UK - The Professional Oversight Board, an operating body of the Financial Reporting Council (FRC), is to consult on possible improvements to the professional quality assurance requirements for actuaries, following a review of the monitoring and scrutiny of actuarial work.

In its publication of a summary of responses to a previous discussion paper on the progress made in relation to the Morris Review recommendations in 2005, and feedback on three possible regulatory strategies going forward, the Oversight Board rejected the idea of external monitoring of actuarial work.

Instead, the report revealed, in the area of pensions it would pursue options put forward under Strategy 2 - improving professional quality assurance requirements - through working with the Actuarial Profession, the principal regulators and others to develop draft recommendations.

Under this strategy possible options the Oversight Board will examine includes whether it should:

Extend the application of Guidance Note 48 'Compliance review' to corporate restructuring work and assignments for the sponsoring employer Limit the required external peer reviews, independent of the actuary and their firm, to pension schemes with 20 members or more Introduce stricter independence requirements for actuaries undertaking relevant work - through the use of separate advisors for scheme and sponsor if the scheme has at least 20 members Require practice certificates for external as well as regulated actuarial advice Allow firms to obtain a practising certificate along with individuals

The Oversight Board said it would assess the regulatory impact and cost of the options, and will "seek views through a further public consultation", which is expected to be published in the first half of 2009.

Final recommendations would then be presented to the Actuarial Profession by the end of the year, and although the recommendations will be directed at actuarial work in pensions, the Board admitted it intends to consider "whether any of these recommendations should also be applied more generally so as to apply in other areas of actuarial work".

The report, which noted there is enhanced independent scrutiny of actuarial advice since the Morris Review but limited monitoring of compliance with professional standards, also said the next consultation will "explore the possibility of a greater regulatory emphasis on the role of firms" rather than the individual.

The summary of responses, published alongside the 'Actuarial Quality Framework', also dismissed the idea of external monitoring of actuarial work "at this stage" and instead said it would monitor the operation of the other strategies "to see if they are effective in enhancing proportionately the monitoring and scrutiny of actuarial work".

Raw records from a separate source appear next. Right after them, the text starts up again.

PR #86, opened 2018-04-06
Feature/restart attempts

FrankD412:
Previously we were not exposing the ability for the user to specify the number of successive step restarts (always defaulting to 1). This PR exposes the ability to specify restart limits on the command line.

### DIFF
--- a/maestrowf/maestro.py
+++ b/maestrowf/maestro.py
@@ -120,7 +120,18 @@ def run_study(args):
         LOGGER.error(_msg)
         raise ArgumentError(_msg)
 
-    study.setup(throttle=args.throttle, submission_attempts=args.attempts)
+    # Check if the restart limit is zero or greater:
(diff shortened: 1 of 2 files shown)


maestrowf/maestro.py
```diff
@@ -183,13 +183,18 @@ def setup_argparser():
                                 help="Launch a study based on a specification")
     run.add_argument("-a", "--attempts", type=int, default=1,
                      help="Maximum number of submission attempts before a "
-                     "step is marked as failed.")
+                     "step is marked as failed. [Default: %(default)d]")
+    run.add_argument("-r", "--rlimit", type=int, default=1,
```
dinatale2: Question: Where is this actually passed along to the conductor?

FrankD412: Good catch -- I never pushed in the change. Corrected.

PR #97, opened 2018-05-08
Correction of how dependency ordering happens during study construction.

FrankD412:
Previously Maestro used a spanning tree to find all dependent jobs; however, that method suffered from the issue that steps could be expanded before all their dependencies are. This PR makes it so that Maestro topologically sorts all steps before expanding the Study's DAG into an ExecutionGraph.

### DIFF
--- a/maestrowf/abstracts/interfaces/schedulerscriptadapter.py
+++ b/maestrowf/abstracts/interfaces/schedulerscriptadapter.py
@@ -268,9 +268,9 @@ class SchedulerScriptAdapter(ScriptAdapter):
 
         # If the user is requesting nodes, we need to request the nodes and
         # set up the command with scheduling.
-        _procs = step.run.get("procs")
-        _nodes = step.run.get("nodes")
-        if _procs or _nodes:
+        _nodes = step.run.get("nodes", 0)
+        _procs = step.run.get("procs", 0)
+        if _nodes or _procs:
             to_be_scheduled = True
             cmd = self._substitute_parallel_command(
                 step.run["cmd"],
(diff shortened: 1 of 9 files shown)


FrankD412:
Some notes to keep myself sane... here is some terminology to throw down at this problem; my learnings trying to figure out how to implement this in a few different ways and hitting walls each time. The types of subgraphs/steps we can see in a workflow that I can tell (so far).

- `Linear` - A subgraph that does not use any parameters and results in a DAG that does not need to be expanded. The same can be said for steps within a workflow whose subgraph produces a workflow without parameters.
- `Parameterized` - A node that makes use of parameters or some parameterized component (such as a workspace).
- `Parameter Dependent` - A node or subgraph within a workflow whose expansion depends on an ancestor's parameterized expansion. These are nodes, that may or may not use parameters themselves, are nodes that are required to be expanded because they are directly dependent on other steps who have been expanded. These nodes have a 1:1 mapping with their previous ancestors (so far as I can tell). 
- `Parameter Independent` - A node that, irrespective of being part of a subtree (parameterized or otherwise), does not require expansion. These nodes represent steps that are hubs where parameterized steps get funneled in and technically don't have parent parameters.
- `Parameterized and Parameter Independent` - These nodes are dependent on parameters (or parameterized ancestors) and have a component which funnels a set of parameterized steps. These nodes should be parameterized based on the parameters of the ancestors and itself but not on the parameter independent funnel dependencies.

FrankD412:
To continue my note keeping...

This PR is also going to include a minor rework of where we look for and make use of the `$(OUTPUT_PATH)` keyword `Variable`. The rework of the `Study` construction made it clear that the output path can be substituted much later than it currently is (and how it is currently is kind of suboptimal too).

I'll move the substitution in the StepRecord, since ultimately the output path maps to the workspace for a step so it only makes sense that it should be substituted when the StepRecord gets called. It's making more and more sense that just in time substituting and shifting of output happens in the StepRecord, so I expect more of a shift as I continue refactoring and bug fixing.

PR #112, opened 2018-06-15
Correct a bad import and minor bugs with cancel_jobs

FrankD412:
This PR fixes the `kvs` import so that the module pointed to by `self.kvs` is now the correct one (previously the adapter threw an unknown attribute error when calling the `kvs.get` method). The other fix included is the `.get('status', None)` call in `check_status`.


FrankD412:
Merging, testing on a live project seems to indicate that these fixes are currently working. New PRs will be opened up for other outstanding issues.

PR #113, opened 2018-06-26
Updated the getting started documentation

jsemler:
Updated the getting started documentation to reflect the most recent features.

### DIFF
--- a/README.md
+++ b/README.md
@@ -178,15 +178,21 @@ The example performs the following workflow locally:
 - Substitute all necessary variables with their serial compilers and make LULESH.
 - Execute a small parameter sweep of varying size and iterations (a simple sensitivity study)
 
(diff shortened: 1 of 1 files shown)


README.md
```diff
@@ -180,22 +180,30 @@ The example performs the following workflow locally:
 
 In order to execute the sample study simply execute from the root directory of the repository:
 
-    $ maestro ./samples/lulesh/lulesh_sample1.yaml
+    $ maestro run ./samples/lulesh/lulesh_sample1.yaml
```
FrankD412: You might want to note the macosx version here just in case. `sed` behaves differently between Unix and Mac systems, so they had to be separate specs.

jsemler: Oh, I think is misunderstood. I think you are asking for the macosx spec to also be documented here. The sample spec names have changed. I'll update that.

PR #117, opened 2018-07-06
Workflow setup fix

jsemler:
Fixed a workflow setup issue caused by spaces in the spec name.

### DIFF
--- a/maestrowf/maestro.py
+++ b/maestrowf/maestro.py
@@ -136,7 +136,7 @@ def run_study(args):
     environment.add(Variable("OUTPUT_PATH", output_path))
 
     # Now that we know outpath, set up logging.
-    setup_logging(args, output_path, spec.name)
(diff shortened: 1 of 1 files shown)


maestrowf/maestro.py
```diff
@@ -136,7 +136,7 @@ def run_study(args):
     environment.add(Variable("OUTPUT_PATH", output_path))
 
     # Now that we know outpath, set up logging.
-    setup_logging(args, output_path, spec.name)
+    setup_logging(args, output_path, spec.name.replace(" ", "_"))
```
FrankD412: Just a thought that came to mind -- `.lower()` on the name might also be useful.

jsemler: Sure, I can add that.

jsemler:
PR updated to address reviewer feedback.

Dame Barbara Mills, chair of the Oversight Board Chair, said: "We shall not at this stage be calling for active external monitoring, such as an actuarial inspection unit, as there are more proportionate actions whose impact should be considered first.

"The responses we received to our discussion paper on monitoring and scrutiny of actuarial work have been well thought through and insightful. They have helped us formulate our approach to professional regulation generally and encouraged us to consult further on quality assurance options," she added.